Top of EXTRACTED MATERIAL

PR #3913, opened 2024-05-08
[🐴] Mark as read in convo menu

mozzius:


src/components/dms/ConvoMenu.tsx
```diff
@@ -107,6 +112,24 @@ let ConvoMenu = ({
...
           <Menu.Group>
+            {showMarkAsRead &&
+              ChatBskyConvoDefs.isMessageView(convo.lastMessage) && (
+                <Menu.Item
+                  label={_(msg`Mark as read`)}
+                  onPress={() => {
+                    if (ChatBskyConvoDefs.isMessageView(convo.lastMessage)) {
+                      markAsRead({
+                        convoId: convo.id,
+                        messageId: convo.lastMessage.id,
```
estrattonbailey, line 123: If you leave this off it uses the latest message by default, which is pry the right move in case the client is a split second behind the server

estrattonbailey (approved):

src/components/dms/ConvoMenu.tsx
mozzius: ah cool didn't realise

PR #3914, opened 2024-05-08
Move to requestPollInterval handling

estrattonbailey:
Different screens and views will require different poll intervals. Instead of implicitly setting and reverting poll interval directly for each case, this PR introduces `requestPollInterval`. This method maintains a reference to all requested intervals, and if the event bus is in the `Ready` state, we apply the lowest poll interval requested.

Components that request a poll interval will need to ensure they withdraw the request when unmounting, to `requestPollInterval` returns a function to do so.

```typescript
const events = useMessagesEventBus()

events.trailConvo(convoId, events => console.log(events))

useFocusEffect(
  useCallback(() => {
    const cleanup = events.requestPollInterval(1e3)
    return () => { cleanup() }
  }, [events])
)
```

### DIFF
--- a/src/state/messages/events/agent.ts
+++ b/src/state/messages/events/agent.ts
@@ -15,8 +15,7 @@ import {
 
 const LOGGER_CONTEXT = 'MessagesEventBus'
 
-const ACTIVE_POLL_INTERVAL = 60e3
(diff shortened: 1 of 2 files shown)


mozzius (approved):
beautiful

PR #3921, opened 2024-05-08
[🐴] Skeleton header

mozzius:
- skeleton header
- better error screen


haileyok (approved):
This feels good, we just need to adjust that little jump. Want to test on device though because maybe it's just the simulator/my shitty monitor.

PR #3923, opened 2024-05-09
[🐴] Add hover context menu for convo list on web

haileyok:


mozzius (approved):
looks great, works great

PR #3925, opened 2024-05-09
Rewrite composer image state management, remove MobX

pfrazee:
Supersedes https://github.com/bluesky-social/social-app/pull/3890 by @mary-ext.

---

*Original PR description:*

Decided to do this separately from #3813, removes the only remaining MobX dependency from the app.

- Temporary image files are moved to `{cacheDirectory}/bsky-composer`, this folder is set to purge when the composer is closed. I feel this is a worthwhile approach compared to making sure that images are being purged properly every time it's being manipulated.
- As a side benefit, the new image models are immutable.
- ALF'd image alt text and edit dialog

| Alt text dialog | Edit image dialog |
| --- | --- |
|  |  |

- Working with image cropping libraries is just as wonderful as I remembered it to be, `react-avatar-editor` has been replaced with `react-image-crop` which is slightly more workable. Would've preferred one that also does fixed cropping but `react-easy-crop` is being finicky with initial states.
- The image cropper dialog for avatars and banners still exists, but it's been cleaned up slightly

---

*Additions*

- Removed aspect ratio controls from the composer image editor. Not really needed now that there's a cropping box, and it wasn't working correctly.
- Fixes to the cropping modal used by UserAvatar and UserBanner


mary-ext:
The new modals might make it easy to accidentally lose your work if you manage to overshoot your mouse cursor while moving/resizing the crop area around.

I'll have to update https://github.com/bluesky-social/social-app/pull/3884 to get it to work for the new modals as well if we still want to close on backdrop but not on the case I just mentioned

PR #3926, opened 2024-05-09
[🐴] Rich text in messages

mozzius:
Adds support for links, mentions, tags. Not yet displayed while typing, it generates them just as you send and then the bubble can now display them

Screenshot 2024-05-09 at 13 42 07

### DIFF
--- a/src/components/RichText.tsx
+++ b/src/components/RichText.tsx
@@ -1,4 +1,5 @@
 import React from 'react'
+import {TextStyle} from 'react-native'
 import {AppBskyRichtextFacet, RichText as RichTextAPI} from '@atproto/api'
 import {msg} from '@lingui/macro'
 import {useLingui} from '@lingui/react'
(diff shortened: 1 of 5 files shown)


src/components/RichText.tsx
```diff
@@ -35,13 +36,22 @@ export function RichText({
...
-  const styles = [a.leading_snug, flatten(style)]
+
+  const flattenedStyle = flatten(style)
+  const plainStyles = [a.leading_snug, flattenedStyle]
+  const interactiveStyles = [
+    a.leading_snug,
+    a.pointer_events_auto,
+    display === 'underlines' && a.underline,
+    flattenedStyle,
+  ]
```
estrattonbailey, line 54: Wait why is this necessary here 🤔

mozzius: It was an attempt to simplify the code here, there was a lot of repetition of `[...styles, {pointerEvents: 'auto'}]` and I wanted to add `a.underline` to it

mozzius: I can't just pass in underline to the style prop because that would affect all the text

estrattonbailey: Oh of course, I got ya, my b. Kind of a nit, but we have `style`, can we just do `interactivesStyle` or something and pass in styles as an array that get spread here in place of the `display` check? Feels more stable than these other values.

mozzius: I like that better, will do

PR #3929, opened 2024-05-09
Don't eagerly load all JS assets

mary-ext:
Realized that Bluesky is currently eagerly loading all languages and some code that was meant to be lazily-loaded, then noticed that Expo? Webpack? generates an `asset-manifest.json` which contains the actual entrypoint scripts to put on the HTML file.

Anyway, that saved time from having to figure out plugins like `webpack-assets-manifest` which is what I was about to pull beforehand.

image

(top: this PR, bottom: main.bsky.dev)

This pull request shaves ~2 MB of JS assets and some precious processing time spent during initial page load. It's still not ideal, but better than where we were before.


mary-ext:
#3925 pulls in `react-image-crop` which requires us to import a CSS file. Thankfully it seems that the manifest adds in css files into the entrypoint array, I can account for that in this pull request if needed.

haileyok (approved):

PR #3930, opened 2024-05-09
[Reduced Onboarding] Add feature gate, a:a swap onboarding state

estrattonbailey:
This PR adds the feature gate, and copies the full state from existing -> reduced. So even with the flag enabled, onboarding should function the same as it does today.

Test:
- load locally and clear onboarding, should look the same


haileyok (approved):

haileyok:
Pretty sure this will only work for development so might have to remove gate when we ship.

Bottom of EXTRACTED MATERIAL

▶ TASK DIRECTIONS:
Retype each line of the material above exactly.

▶ RESPONSE TO THE EXERCISE:
PR #3913, opened 2024-05-08
[🐴] Mark as read in convo menu

mozzius:


src/components/dms/ConvoMenu.tsx
```diff
@@ -107,6 +112,24 @@ let ConvoMenu = ({
...
           <Menu.Group>
+            {showMarkAsRead &&
+              ChatBskyConvoDefs.isMessageView(convo.lastMessage) && (
+                <Menu.Item
+                  label={_(msg`Mark as read`)}
+                  onPress={() => {
+                    if (ChatBskyConvoDefs.isMessageView(convo.lastMessage)) {
+                      markAsRead({
+                        convoId: convo.id,
+                        messageId: convo.lastMessage.id,
```
estrattonbailey, line 123: If you leave this off it uses the latest message by default, which is pry the right move in case the client is a split second behind the server

estrattonbailey (approved):

src/components/dms/ConvoMenu.tsx
mozzius: ah cool didn't realise

PR #3914, opened 2024-05-08
Move to requestPollInterval handling

estrattonbailey:
Different screens and views will require different poll intervals. Instead of implicitly setting and reverting poll interval directly for each case, this PR introduces `requestPollInterval`. This method maintains a reference to all requested intervals, and if the event bus is in the `Ready` state, we apply the lowest poll interval requested.

Components that request a poll interval will need to ensure they withdraw the request when unmounting, to `requestPollInterval` returns a function to do so.

```typescript
const events = useMessagesEventBus()

events.trailConvo(convoId, events => console.log(events))

useFocusEffect(
  useCallback(() => {
    const cleanup = events.requestPollInterval(1e3)
    return () => { cleanup() }
  }, [events])
)
```

### DIFF
--- a/src/state/messages/events/agent.ts
+++ b/src/state/messages/events/agent.ts
@@ -15,8 +15,7 @@ import {
 
 const LOGGER_CONTEXT = 'MessagesEventBus'
 
-const ACTIVE_POLL_INTERVAL = 60e3
(diff shortened: 1 of 2 files shown)


mozzius (approved):
beautiful

PR #3921, opened 2024-05-08
[🐴] Skeleton header

mozzius:
- skeleton header
- better error screen


haileyok (approved):
This feels good, we just need to adjust that little jump. Want to test on device though because maybe it's just the simulator/my shitty monitor.

PR #3923, opened 2024-05-09
[🐴] Add hover context menu for convo list on web

haileyok:


mozzius (approved):
looks great, works great

PR #3925, opened 2024-05-09
Rewrite composer image state management, remove MobX

pfrazee:
Supersedes https://github.com/bluesky-social/social-app/pull/3890 by @mary-ext.

---

*Original PR description:*

Decided to do this separately from #3813, removes the only remaining MobX dependency from the app.

- Temporary image files are moved to `{cacheDirectory}/bsky-composer`, this folder is set to purge when the composer is closed. I feel this is a worthwhile approach compared to making sure that images are being purged properly every time it's being manipulated.
- As a side benefit, the new image models are immutable.
- ALF'd image alt text and edit dialog

| Alt text dialog | Edit image dialog |
| --- | --- |
|  |  |

- Working with image cropping libraries is just as wonderful as I remembered it to be, `react-avatar-editor` has been replaced with `react-image-crop` which is slightly more workable. Would've preferred one that also does fixed cropping but `react-easy-crop` is being finicky with initial states.
- The image cropper dialog for avatars and banners still exists, but it's been cleaned up slightly

---

*Additions*

- Removed aspect ratio controls from the composer image editor. Not really needed now that there's a cropping box, and it wasn't working correctly.
- Fixes to the cropping modal used by UserAvatar and UserBanner


mary-ext:
The new modals might make it easy to accidentally lose your work if you manage to overshoot your mouse cursor while moving/resizing the crop area around.

I'll have to update https://github.com/bluesky-social/social-app/pull/3884 to get it to work for the new modals as well if we still want to close on backdrop but not on the case I just mentioned

PR #3926, opened 2024-05-09
[🐴] Rich text in messages

mozzius:
Adds support for links, mentions, tags. Not yet displayed while typing, it generates them just as you send and then the bubble can now display them

Screenshot 2024-05-09 at 13 42 07

### DIFF
--- a/src/components/RichText.tsx
+++ b/src/components/RichText.tsx
@@ -1,4 +1,5 @@
 import React from 'react'
+import {TextStyle} from 'react-native'
 import {AppBskyRichtextFacet, RichText as RichTextAPI} from '@atproto/api'
 import {msg} from '@lingui/macro'
 import {useLingui} from '@lingui/react'
(diff shortened: 1 of 5 files shown)


src/components/RichText.tsx
```diff
@@ -35,13 +36,22 @@ export function RichText({
...
-  const styles = [a.leading_snug, flatten(style)]
+
+  const flattenedStyle = flatten(style)
+  const plainStyles = [a.leading_snug, flattenedStyle]
+  const interactiveStyles = [
+    a.leading_snug,
+    a.pointer_events_auto,
+    display === 'underlines' && a.underline,
+    flattenedStyle,
+  ]
```
estrattonbailey, line 54: Wait why is this necessary here 🤔

mozzius: It was an attempt to simplify the code here, there was a lot of repetition of `[...styles, {pointerEvents: 'auto'}]` and I wanted to add `a.underline` to it

mozzius: I can't just pass in underline to the style prop because that would affect all the text

estrattonbailey: Oh of course, I got ya, my b. Kind of a nit, but we have `style`, can we just do `interactivesStyle` or something and pass in styles as an array that get spread here in place of the `display` check? Feels more stable than these other values.

mozzius: I like that better, will do

PR #3929, opened 2024-05-09
Don't eagerly load all JS assets

mary-ext:
Realized that Bluesky is currently eagerly loading all languages and some code that was meant to be lazily-loaded, then noticed that Expo? Webpack? generates an `asset-manifest.json` which contains the actual entrypoint scripts to put on the HTML file.

Anyway, that saved time from having to figure out plugins like `webpack-assets-manifest` which is what I was about to pull beforehand.

image

(top: this PR, bottom: main.bsky.dev)

This pull request shaves ~2 MB of JS assets and some precious processing time spent during initial page load. It's still not ideal, but better than where we were before.


mary-ext:
#3925 pulls in `react-image-crop` which requires us to import a CSS file. Thankfully it seems that the manifest adds in css files into the entrypoint array, I can account for that in this pull request if needed.

haileyok (approved):

PR #3930, opened 2024-05-09
[Reduced Onboarding] Add feature gate, a:a swap onboarding state

estrattonbailey:
This PR adds the feature gate, and copies the full state from existing -> reduced. So even with the flag enabled, onboarding should function the same as it does today.

Test:
- load locally and clear onboarding, should look the same


haileyok (approved):

haileyok:
Pretty sure this will only work for development so might have to remove gate when we ship.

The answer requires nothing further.